- _Stored data entries_
•••••

PR #558, opened 2025-07-25
Using of curves MinMax values in workspace

demvlad:
Added manual how to use curves MinMax values in workspace


haslinghuis (commented):
Thanks.

Images should go in static/img/blackbox.

haslinghuis (approved):

PR #573, opened 2025-09-30
Correct bytes back to bits for the flash USE flag description

osirisinferi:
I noticed that in #523 a few of the kilo*bit*/mega*bit* abbreviations were incorrectly corrected to kilo*byte* and mega*byte*.

This PR corrects the abbreviations (kilobit was never correct by the way, as the W25M512 chip has a 512 *mega*bit size), adds the *byte* value behind the *bit* value to prevent confusion and also explains that the `USE_FLASH_W25Q128FV` flag is only necessary for quad and/or octo SPI. (Adding `USE_FLASH_W25Q128FV` without actually using quad/octo SPI only increases the FW unnecessarily). Also, no `W25Q8` chip is part of the W25Q128FV driver, however `W25Q16JV` is.

By the way, all that non-flash USE flag changes were done by the `npx lint-staged` command which automatically ran when I commited those flash USE flag changes... Not sure if you'd all want that; can try to remove those changes if necessary.

### DIFF
--- a/docs/development/manufacturer/manufacturer-design-guidelines.md
+++ b/docs/development/manufacturer/manufacturer-design-guidelines.md
@@ -16,27 +16,27 @@ import useBaseUrl from '@docusaurus/useBaseUrl'
 
 ## Version Change Register
 
-| Version # | Revision Date    | Changes, Reasons, and Notes       |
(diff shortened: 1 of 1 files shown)


nerdCopter (approved):
prefer refactoring separately, but good to go.

PR #576, opened 2025-10-07
UPDATE: Renaming configurator to app for consistency

blckmn:


haslinghuis (approved):

nerdCopter (approved):
but we will always call it configurator 😹

PR #694, opened 2026-05-22
fix(magnetometer): default address `14` instead of `12`

jmevel:
Default address had been changed in betaflight/betaflight#13995

I also removed the mention of `the manufacturer's recommended default` address. I went through the IST8310 datasheet and couldn't find any mention of it.

## Summary by CodeRabbit

* **Documentation**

•••••

- _What you will do_
Pick out and copy the lines of the entries that hold the string "docs".

- _Task output_
--- a/docs/development/manufacturer/manufacturer-design-guidelines.md
+++ b/docs/development/manufacturer/manufacturer-design-guidelines.md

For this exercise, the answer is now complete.